In case an EKS upgrade fails, AWS has measures in place to minimize disruption and revert the control plane to its previous version:

🚨 Detecting the Failure

AWS constantly monitors the upgrade process to detect any issues. If a problem arises during the upgrade, the process is immediately halted.

🔄 Restoring from Backup

AWS uses the backup and snapshot created before the upgrade to restore the control plane and etcd data store to their previous state.

🔄 Switching Control Plane Endpoints

AWS atomically switches the control plane endpoints back to the previous control plane, ensuring minimal downtime.

🗑️ Terminating the New Control Plane

Once the rollback is complete, AWS terminates the new control plane and cleans up any associated resources.

📝 Post-rollback Assessment

After the rollback, AWS will assess the reasons behind the upgrade failure and provide guidance on how to address the issues. You will need to troubleshoot and resolve the problems before attempting the upgrade again.

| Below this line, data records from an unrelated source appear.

PR #100, opened 2017-06-25
New type-checked options

tkarna:
New type-checked options implemented with `traitlets`.

- Most options have been renamed for better human readability, e.g.
    - `dt` -> `timestep`
    - `order` -> `polynomial_degree`
    - `t_end` -> `simulation_end_time`
    - `h_viscosity` -> `horizontal_viscosity`
    - `u_advection` -> `horizontal_velocity_scale` ...
- 2D and 3D model options are in separate classes
- All options are type-checked
- Options no nonger have dict access, e.g. `options['element_family']` must be replaced by `options.element_family`
- Some options are nested:
    - E.g. setting `options.timestepper_type` changes the options class `options.timestepper_options` and its default values
    - all `solver_options` dictionaries are now under `options.timestepper_options`
    - other nested options are `options.gls_model` and `options.equation_of_state`
- Automatic time step functionality has changed
    - `options.timestep` can no longer be `None`
    - If a time stepper supports automatic time step estimation (currently all explicit schemes), there's a boolean option `options.timestepper_options.use_automatic_timestep` which defaults to `True`

Roadmap
- [x] 2D examples and tests should be revised
    - I think in most cases it's no longer necessary to specify `solver_parameters` in the input file
- [x] Documentation should be revised/updated
    - [x] Need to generate documentation for the options


tkarna:
I've added a first attempt to generate docstrings for the options. Now there's just static pages for 2D/3D/turbulence/... model options that list all the docstrings that a `Configurable` object contains. This however does not allow referring to a specific option, e.g. `ModelOptions2d.timestep` as those attributes are not properly labeled.

I think we'd need to hook up the docstring geneneration to sphinx autodoc, or disable autodoc for the options classes and manually generate nice looking, annotated doc page. Or use [traitlet-documenter](https://github.com/simphony/traitlet-documenter) as Stephan mentioned, but we'd need to extend it.

stephankramer:
I think this is good to good now (after I've unbroken the 2d tests again), so we can all move on.

I'm still struggling a little with the default solver parameters in 2d. The best defaults are very different for dg-dg vs. dg-cg (the latter we use a lot in realistic setups at AMCG). As an example I have the following timings for the stommel2d example with PressureProjectionPicard:

stommel2d, pressure projection picard, 20x20, dt=7200, 5 days:
====================
dg-cg  preonly + full schur fieldsplit (gmres+sor/gmres+hypre)     7.0
dg-cg  gmres + multiplicative fieldsplit (current default)      27.4

dg-dg  preonly + full schur fieldsplit (gmres+sor/gmres+hypre)     31.1
dg-dg  gmres + multiplicative fieldsplit (current default)       15.8

stommel2d, pressure projection picard, 40x40, dt=7200, 5 days:
==========================
dg-cg  preonly + full schur fieldsplit (gmres+sor/gmres+hypre)     14.9
dg-cg  gmres + multiplicative fieldsplit (current default)        375.

dg-dg  preonly + full schur fieldsplit (gmres+sor/gmres+hypre)     256.
dg-dg  gmres + multiplicative fieldsplit (current default)       173.

I see very similar timings for realistic cases. This makes dg-cg a lot more performant for us - but only if I set the full Schur fieldsplit options, which get very wieldy (even more so with the assembled schur that shaves off even more of the timings, and which I'd like to merge shortly). Unfortunately the Schur approach doesn't work very well for dg-dg, mainly because the selfp Schur approximation is a Laplacian with a massive stencil (siimilar happens with the assembledschur approach), so I can't really make this the default.

Would it be terrible to also change the timestepper_options (defaults) when flipping the element_family? I guess the danger is if someone does:

    options.timestepper_type = ...
    options.timestepper_options.foo = ...
    options.element_family = ...

in which case the timestepper_options would be overwritten. At the moment I don't really see any better alternative though, and I do want to get rid of having all the solver parameters options in people's setups: it should be easy for people to switch between dg-dg and dg-cg and still have reasonable performance.

tkarna:
Mmm I see. Maybe we could check what the `element_type` is when setting the default `timestepper_options`? That might require some changes to the magic Lawrence wrote.

stephankramer:
I'm doing some more timings - it might be that `PressureProjectionPicard` is not actually worth it for `dg-dg` in which case I could just use the defaults that work well for `dg-cg` for `PresureProjectionPicard`, and tell people to use `CrankNicolson` with `dg-dg` (assuming that's just as fast), and  use `PressureProjectionPicard` with `dg-cg` only.

tkarna:
Thank you very much, merging.

PR #101, opened 2017-07-15
Columbia plume

tkarna:
3D model updates for Columbia river plume application and 3D baroclinic tests


tkarna:
This PR will be split in smaller pieces.

PR #103, opened 2017-07-27
Add two videos to website frontpage.

stephankramer:
Adding two videos where Thetis is used to simulate the operation of tidal lagoons & barrages


wence-:
Pushed the updated website, will push merge when jenkins says OK.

Upgrade your control plane and data plane in sequence

To upgrade a cluster you will need to take the following actions: Review the Kubernetes and EKS release notes. Take a backup of the cluster. (optional) Identify and remediate deprecated and removed API usage in your workloads. Ensure Managed Node Groups, if used, are on the same Kubernetes version as the control plane. EKS managed node groups and nodes created by EKS Fargate Profiles only support 1 minor version skew between the control plane and data plane. Upgrade the cluster control plane using the AWS console or cli. Review add-on compatibility. Upgrade your Kubernetes add-ons and custom controllers, as required. Update kubectl. Upgrade the cluster data plane. Upgrade your nodes to the same Kubernetes minor version as your upgraded cluster.

📋 Use the EKS Documentation to Create an Upgrade Checklist

The EKS Kubernetes version documentation includes a detailed list of changes for each version. Build a checklist for each upgrade.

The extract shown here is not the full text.